Moderator of the session Rupert D’Cruz, Littleton, UK, explained how to behave during the cross-examination. He drew the attention of the audience that during cross-examination it is important to identify the crucial points and questions to the witness. It is also of paramount importance to know when you have already persuaded the tribunal and when to stop cross-examination.
The speaker pointed out that it is not necessary to elicit from the witness that is suitable for you, but to show that witness is mistaking or not speaking truth. The answers of the witness must be consistent, and logical.
Then in the main hall in the section “Bifurcation in international arbitration” Peter M. Wolrich, Curtis, Mallet-Prevost, Colt & Mosle LLP, France, introduced the speakers gave an overview of what bifurcation is in the arbitration process.
Tatiana Minaeva, PRC, United Kingdom, demonstrated the Glamis Gold ltd v. United Sates of America case. She then talked about the case of Emmis International Holding BV v. Hungary and cited the parties' arguments in these arbitral proceedings.
Christoph Brunner, Peter & Partners, Switzerland, noted that in the test, by analogy with the Glamis Gold case, arbitration primarily determined whether there was a chance of success for the party requiring the separation of the case. He talked about whether separation of the case is required if the questions are too different. He noted that the ICC Interim and Partial Decisions report has a “Presumption in favor of a single and final decision.”

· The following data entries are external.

PR #749, opened 2016-04-19
[DROOLS-1127] allow to configure a custom ThreadFactory

mariofusco:


mariofusco:
@ge0ffrey I didn't create a KieBaseOption because it doesn't make sense to configure this for the single KieBase.

drools-core/src/main/java/org/drools/core/concurrent/ExecutorProviderImpl.java
```diff
@@ -29,14 +29,29 @@
...
         static {
+            String threadFactoryClass = System.getProperty( THREAD_FACTORY_PROPERTY );
+            ThreadFactory threadFactory;
+
+            if (threadFactoryClass == null) {
+                threadFactory = new DaemonThreadFactory();
+            } else {
+                try {
+                    threadFactory = (ThreadFactory) Class.forName( threadFactoryClass ).newInstance();
+                } catch (Exception e) {
```
ge0ffrey, line 46: Personally, I'd only catch the checked reflection exceptions thrown by those reflection methods. Although because it's **rethrown and chained**, it's not eaten, so it doesn't actually hurt (so ok to leave it as is). 

So I guess the main reasons I 'd do it is because there are checkstyle/PMD rules that state that we should never catch Throwable or Exception - not that there aren't exceptions to that rule - and not that we have any of those active (but automated QA checks of our open source code will have it - think sonar - maybe set up by a 3th party organization or academic research group - and they'll grade us blindly).

ge0ffrey:
+1 to merge

PR #750, opened 2016-04-19
[6.3.x] DROOLS-1106 - xstream xml marshaller does not work for more than one …

mswiderski:
this is as part of patch on 6.2.x product based on https://bugzilla.redhat.com/show_bug.cgi?id=1319548


psiroky:
@mswiderski I presume we need this? And it seems it missed the tag...

mswiderski:
it was merged, just manually and I forgot to close it:
https://github.com/droolsjbpm/drools/commit/fa7f87a977c86c5f37239fc60e4536df1b047b98
https://github.com/droolsjbpm/drools/commit/b546c097e3f7bd2560899e78314c0e6e99d2c1c9

so it should be in the tag... but double check make sense...

psiroky:
Correct, the commits are indeed on 6.3.x branch. Closing.

PR #752, opened 2016-04-20
[BZ-1328380] fix node hashing when type coercion is involved

mariofusco:


drools-core/src/main/java/org/drools/core/reteoo/CompositeObjectSinkAdapter.java
```diff
@@ -751,7 +751,7 @@ public void setValue(final int index,
             } else {
                 this.type = OBJECT;
                 if ( !isNull ) {
-                    this.ovalue = value.getValue();
+                    this.ovalue = vtype.coerce( value.getValue() );
```
mariofusco, line 754: @etirelli This coercion based on the field type makes the specific number comparison no longer useful.

drools-core/src/main/java/org/drools/core/reteoo/CompositeObjectSinkAdapter.java
```diff
@@ -860,19 +860,20 @@ public boolean equals(final Object object) {
...
+                    return this.bvalue == other.getBooleanValue();
                 case LONG :
-                    return (this.index == other.index) && (this.lvalue == other.getLongValue());
+                    return this.lvalue == other.getLongValue();
                 case DOUBLE :
-                    return (this.index == other.index) && (this.dvalue == other.getDoubleValue());
+                    return this.dvalue == other.getDoubleValue();
                 case OBJECT :
                     final Object otherValue = other.getObjectValue();
-                    if ( (this.ovalue != null) && (this.ovalue instanceof Number) && (otherValue instanceof Number) ) {
```
mariofusco, line 872: @etirelli I added many other test cases trying different combination and I think that this specific comparison for Numbers is no longer necessary due to coercion I'm doing based on the field type.

mariofusco:
@etirelli I reviewed what I did yesterday and think and closed the other PR. See my other comments.

etirelli:
@mariofusco here is my concern with the fix: BigDecimals are tricky for typical users, specially if they don't know that behind the scenes there is a coercion to BigDecimals happening. E.g.:

new BigDecimal("1").equals( new BigDecimal( "1.0" ) ) ->> this returns false

So what happens on your rules if a given Double attribute is 1.0 and the user writes the rule as:

X( doubleAttr == 1.00 ) 
X( doubleAttr == 1.0 )
X( doubleAttr == 1 )

Or all the infinite combinations that can be derived from that?

I might be misunderstanding your changes, but I do think we need to handle non BigDecimal numbers natively as integers or floating point numbers, and only use BigDecimals for explicit BigDecimal attributes.

wdyt?

etirelli:
Ok, after discussing this further with @mariofusco , +1 to merge.

mariofusco:
Merged by https://github.com/droolsjbpm/drools/compare/5801072...434c6e2

PR #754, opened 2016-04-21
[DROOLS-1135] fix race conditions in OTN and sink propagator intialization

mariofusco:


drools-core/src/main/java/org/drools/core/reteoo/ObjectTypeNode.java
```diff
@@ -268,11 +268,15 @@ public void assertInitialFact(final InternalFactHandle factHandle,
         propagateAssert(factHandle, context, workingMemory);
     }
 
-    private void checkDirty() {
+    protected void checkDirty() {
         if (dirty) {
-            resetIdGenerator();
-            updateTupleSinkId(this, this);
-            dirty = false;
+            synchronized (this) {
```
mrietveld, line 273: @mariofusco If you're adding a `synchronized(this)` when setting `dirty = false`, do you then also want to add a `synchronized(this)` when setting `dirty = true` in the `networkUpdated` method?

drools-core/src/main/java/org/drools/core/reteoo/CompositeLeftTupleSinkAdapter.java
```diff
@@ -172,15 +172,19 @@ public BaseNode getMatchingNode(BaseNode candidate) {
...
-            }
+        LeftTupleSink[] sinks = new LeftTupleSink[this.sinks.size()];
+
+        int i = 0;
+        for ( LeftTupleSinkNode sink = this.sinks.getFirst(); sink != null; sink = sink.getNextLeftTupleSinkNode() ) {
+            sinks[i++] = sink;
         }
-        return sinkArray;
+
+        this.sinkArray = sinks;
```
mrietveld, line 186: @mariofusco (Caveat: I _definitely_ do not fully understand the logic here, given that I don't even fully understand the PHREAK algorithm :) ). 

However, it seems like you might be assuming that there's a happens-before guarantee here -- when there isn't one. This logic allows the JVM to assign the empty `sinks` variable to `this.sinkArray` and then fill it in (In other words, line 179, line 186, and _then_ lines 181-184). 

If you're trying to guarantee that `this.sinkArray` is set to the fully-filled `sinks` array, then I think you'll have to make `this.sinkArray` volatile. 

Does that make sense?

drools-core/src/main/java/org/drools/core/reteoo/ObjectTypeNode.java
mariofusco, line 273: @mrietveld After a KieBase is in use the only thing who could set that dirty flag back to true is an incremental compilation, but in that case there will be other higher level synchronization that will guarantee thread-safety.

drools-core/src/main/java/org/drools/core/reteoo/CompositeLeftTupleSinkAdapter.java
mariofusco, line 186: @mrietveld You're totally right. I'll make this.sinkArray volatile.

mariofusco:
Merged by https://github.com/droolsjbpm/drools/compare/89cc437...c94053d

PR #758, opened 2016-04-22
[DROOLS-1139] clone EvalInvoker in EvalCondition evaluator

mariofusco:


etirelli:
+1

drools-core/src/main/java/org/drools/core/rule/GroupElement.java
```diff
@@ -302,7 +300,7 @@ protected GroupElement clone(boolean deepClone) {
         GroupElement cloned = new GroupElement();
         cloned.setType( this.getType() );
         for ( RuleConditionElement re : children ) {
-            cloned.addChild( deepClone && ( re instanceof GroupElement || re instanceof Pattern ) ? re.clone() : re );
+            cloned.addChild( deepClone ? re.clone() : re );
```
mariofusco, line 303: @etirelli I've found another failing test case. The problem was caused that it wasn't cloning the EvalCondition here. Adding a further "|| re instanceof EvalCondition" fixed the problem, but I honestly didn't understand why it shouldn't call clone() regardless of the type of the RuleConditionElement. Any clue about this? Is this fix ok or do you see any drawback?

mariofusco:
ok to test

mariofusco:
Merged by https://github.com/droolsjbpm/drools/commit/8eadcaaff

PR #759, opened 2016-04-25
 change impact

mrietveld:
@mariofusco (and @etirelli or @mdproctor?) Could you take a look at this code and let me know what you think. 

Depends on: https://github.com/droolsjbpm/droolsjbpm-knowledge/pull/143

This code is **not** ready for merging, but I'm getting pretty close to it. 

Basically, this code collects type-references (and, eventually, part-references) during rule compilation. These type-references are then used for impact-analysis in the workbench
. 

Unfortunately, I still need to do the following: 
1. The  [TypeReferenceNameCollector](https://github.com/mrietveld/drools/blob/03f85c624a39f23c84e63cb212745e394e701c63/drools-compiler/src/main/java/org/drools/compiler/commons/jci/compilers/TypeReferenceNameCollector.java), which is the (eclipse) AST visitor-implementation class used during eclipse java compilation to collect type-reference information, is not fully done. Most importantly, I need to add a _lot_ of tests for this. 
2. I need to think of a way to make processing of the dialect [AnalysisResults](https://github.com/droolsjbpm/drools/blob/master/drools-compiler/src/main/java/org/drools/compiler/compiler/AnalysisResult.java) implementations optional so that it does not interfere/affect drools use when not used in the workbench. 
   - For example, see:
     - https://github.com/droolsjbpm/drools/pull/759/files#diff-c9ba9357ad0bb25c48c4b41785dc436dR319
     - https://github.com/droolsjbpm/drools/pull/759/files#diff-c9ba9357ad0bb25c48c4b41785dc436dR337
     - https://github.com/droolsjbpm/drools/pull/759/files#diff-e9a6c5c471194c2aa2bb6426ad2a7a53R519

I'm also not happy with [this use](https://github.com/droolsjbpm/drools/compare/master...mrietveld:_change-impact?expand=1#diff-c9ba9357ad0bb25c48c4b41785dc436dR170) of a Map, but I don't see another way to do [this](https://github.com/droolsjbpm/drools/compare/master...mrietveld:_change-impact?expand=1#diff-c9ba9357ad0bb25c48c4b41785dc436dR457)

And lastly, but most importantly, if you have any questions, please ask them!


drools-compiler/src/main/java/org/drools/compiler/builder/impl/ProjectCompilationResult.java
```diff
@@ -0,0 +1,124 @@
...
+            log.error("Null resource found in package " + pkgName);
+        } else {
+            String uniqueResourcePath = null;
+            if( resource.getSourcePath() != null ) {
+                uniqueResourcePath = resource.getSourcePath();
+            } else {
+                if( resource instanceof ByteArrayResource ) {
+                    uniqueResourcePath = "ByteArray@" + System.identityHashCode(resource);
+                }
+                assert resource instanceof ByteArrayResource : "Unexpected resource type without a source path: " + resource.getClass().getName();
```
baldimir, line 56: Hi Marco, shouldn't this be simply part of else statement of previous if clause with some exception thrown? With this assert it is somehow disconnected from previous logic (Personally I'm not a fan of asserts in code except tests, but that can be only my personal preference). 

Edit: Found a bit info on asserts in code. They are normally removed at runtime. See here: http://programmers.stackexchange.com/questions/137158/is-it-better-to-use-assert-or-illegalargumentexception-for-required-method-param

mrietveld, line 56: @baldimir If I did this on purpose, why do you think I did that?

baldimir, line 56: @mrietveld I don't know. Maybe debugging? But for that case loggers can be used.

mrietveld, line 56: @baldimir , the logic is currently this: 

```
if( resource.getSourcePath() != null ) {
  uniqueResourcePath = resource.getSourcePath();
} else {
  if( resource instanceof ByteArrayResource ) {
    uniqueResourcePath = "ByteArray@" + System.identityHashCode(resource);
  }
  assert resource instanceof ByteArrayResource : "Unexpected resource type without a source path: " + resource.getClass().getName();
}
assert uniqueResourcePath != null : "Unable to create unique resource path for resource!";
```

So: 
1. If there's a resource path, then we're fine, we have a unique resource path
2. otherwise it **might** be a `ByteArrayResource`, in which case, we create a unique resource path. 
3. But wait, it also might **NOT** be a `ByteArrayResource`. In that case, I want the assert to fail. 

So..... 3 is why I have the code structured the way I do! 

And as to `assert`, yes, that's **EXACTLY** why I'm using assert here.

baldimir, line 56: After discussion with Marco. This looks to me like an unhandled incorrect state. The state when resource is instance of other type than ByteArrayResource is a state that shouldn't happen, but can happen. So it should be properly handled by exceptions.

Andrey Panov, Norton Rose Fulbright, Russia, led the case with the Share-Purchase Agreement, subordinate to English law and considered in LCIA. In a London court, the parties agreed to a bifurcation procedure. The proceedings were divided into two parts, which led to an uneven distribution of responsibilities of the parties despite the fault of both. He spoke about the recognition and enforcement of such decisions in the Arbitration (Commercial) State Court of Moscow (ASGM). He noted that the German courts, as well as the Russian ones, are very cautious about partial decisions received during the bifurcation.
At the final fourth session in the main conference room, which brought together all the participants, «So you “won” your case, now what do you have to show for it? (What will you recover by winning the case?)» Anastasia Malyugina from PwC, Russia, provided statistics on the execution of decisions in investment arbitration. She showed statistics of applied assessment methods, among which DCF leads. This method however is often scrutinized. The median value of the average claim against the states of the former CIS countries is $ 107 million, and this amount is growing, she said.

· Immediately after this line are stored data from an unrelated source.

PR #1369, opened 2017-07-13
[DROOLS-1655] unregister statful ksession from the kcontainer when it…

mariofusco:
… is disposed

### DIFF
--- a/drools-compiler/src/test/java/org/drools/compiler/MemoryLeakTest.java
+++ b/drools-compiler/src/test/java/org/drools/compiler/MemoryLeakTest.java
@@ -208,7 +208,7 @@ public class MemoryLeakTest {
 
         ksession.dispose();
 
-        checkReachability( ksession, Person.class::isInstance, false );
+        checkReachability( kContainer, Person.class::isInstance, false );
         checkReachability( kBase, ksession::equals, false );
         checkReachability( kContainer, ksession::equals, false );
     }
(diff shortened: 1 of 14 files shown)


mariofusco:
ok to test

drools-compiler/src/test/java/org/drools/compiler/MemoryLeakTest.java
```diff
@@ -0,0 +1,264 @@
...
+import org.kie.api.KieBase;
+import org.kie.api.io.ResourceType;
+import org.kie.api.runtime.KieContainer;
+import org.kie.api.runtime.KieSession;
+import org.kie.api.runtime.rule.FactHandle;
+import org.kie.internal.utils.KieHelper;
+
+import static org.junit.Assert.*;
+
+public class MemoryLeakTest {
```
tarilabs, line 52: I understand refactored here from Misc2Test

drools-compiler/src/test/java/org/drools/compiler/integrationtests/MBeansMonitoringTest.java
```diff
@@ -368,10 +363,10 @@ public void testAggregatedAndDispose() throws Exception {
         checkStatsByRule(aggrMonitor,"ND" ,2,2,0);
         checkStatsByRule(aggrMonitor,"ND2",2,0,2);
         
-        ksession2.dispose();
+        ksession.dispose();
         checkTotalSessions(aggrMonitor, 1);
         checkTotalFactCount(aggrMonitor, 1);
-        ksession.dispose();
+        ksession2.dispose();
```
tarilabs, line 369: I don't think switching them was needed (I tested original test still passes), but anyway.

Simon Davenport, 3 Hare Court Chambers, talked about a combination of laws and precedents in the assessment of losses in English jurisdiction.
Grant Hanessian, Baker & McKenzie, USA discussed various types of damages in American jurisdiction. He also talked about the difference in the assessment of losses for startups and large or well-established companies.

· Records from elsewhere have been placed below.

PR #1373, opened 2017-07-18
PLANNER-823: ScoreHolder support does not work in Guided Decision Tables

mcimbora:
Part of:
https://github.com/kiegroup/drools/pull/1373
https://github.com/kiegroup/drools-wb/pull/550
https://github.com/kiegroup/optaplanner-wb/pull/188

### DIFF
--- a/drools-workbench-models/drools-workbench-models-guided-dtable/src/main/java/org/drools/workbench/models/guided/dtable/backend/util/GuidedDTBRDRLPersistence.java
+++ b/drools-workbench-models/drools-workbench-models-guided-dtable/src/main/java/org/drools/workbench/models/guided/dtable/backend/util/GuidedDTBRDRLPersistence.java
@@ -35,8 +35,10 @@ import org.drools.workbench.models.datamodel.rule.FieldConstraint;
 import org.drools.workbench.models.datamodel.rule.FieldNatureType;
 import org.drools.workbench.models.datamodel.rule.FreeFormLine;
 import org.drools.workbench.models.datamodel.rule.FromCollectCompositeFactPattern;
+import org.drools.workbench.models.datamodel.rule.IAction;
 import org.drools.workbench.models.datamodel.rule.IFactPattern;
 import org.drools.workbench.models.datamodel.rule.SingleFieldConstraint;
+import org.drools.workbench.models.datamodel.rule.TemplateAware;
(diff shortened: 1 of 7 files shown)


drools-workbench-models/drools-workbench-models-guided-dtable/src/main/java/org/drools/workbench/models/guided/dtable/backend/util/GuidedDTBRDRLPersistence.java
```diff
@@ -320,5 +322,15 @@ public void visitFreeFormLine(final FreeFormLine ffl) {
             fflClone.setText(interpolatedResult.toString());
             super.visitFreeFormLine(fflClone);
         }
+
+        @Override
+        protected IAction preProcessIActionForExtensions(final IAction iAction) {
+            if (iAction instanceof TemplateAware) {
+                TemplateAware clone = ((TemplateAware) iAction).cloneTemplateAware();
```
manstis, line 329: I don't understand why you need to clone a ```TemplateAware``` object.. it doesn't appear to retain state or anything?!?!

mcimbora: @manstis We use the same approach for FreeFormLine (see https://github.com/kiegroup/drools/pull/1373/files/f62232f63986d27ce2ce91ea098ff347c37450a7#diff-2927d560b80d1e5fbc24b58ab68e1d79R320). The problem is that if we modify the original object, then "Source" operation in the DT editor fails, as the variables are replaced by their values and the object is no longer recognized as the one having variables https://github.com/kiegroup/drools/blob/master/drools-workbench-models/drools-workbench-models-guided-dtable/src/main/java/org/drools/workbench/models/guided/dtable/backend/GuidedDTDRLPersistence.java#L258. The code tries to process it as a boolean cell value, which is incorrect.

manstis: Thanks for the explanation @mcimbora

manstis (approved):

Grigory Galkin, Marks & Sokolov, Russia highlighted the approaches of high Russian courts to the assessment of losses. He mentioned that Russian law does not know the concept of one liquidated damages. One of the alternative ways to secure obligations under Russian civil law is contractual penalty, he noted.
At the conclusion of the conference, Glenn Hendrix, Arnall Golden Gregory LLP, USA, noted that the conference has been held annually for 11 years. He encouraged the audience to reflect on topics and suggest ideas for future conferences and to take an active part in planning the event. Hendrix emphasized that without the RAA this conference would have been impossible to organize.
Roman Zykov, Mansors, Russia noted that this year the Conference counted 160 participants and listed the sponsors of the event. The RAA Secretary General thanked all the participants and the ABA for the trust they show for the third time by making the Russian Arbitration Association their partner.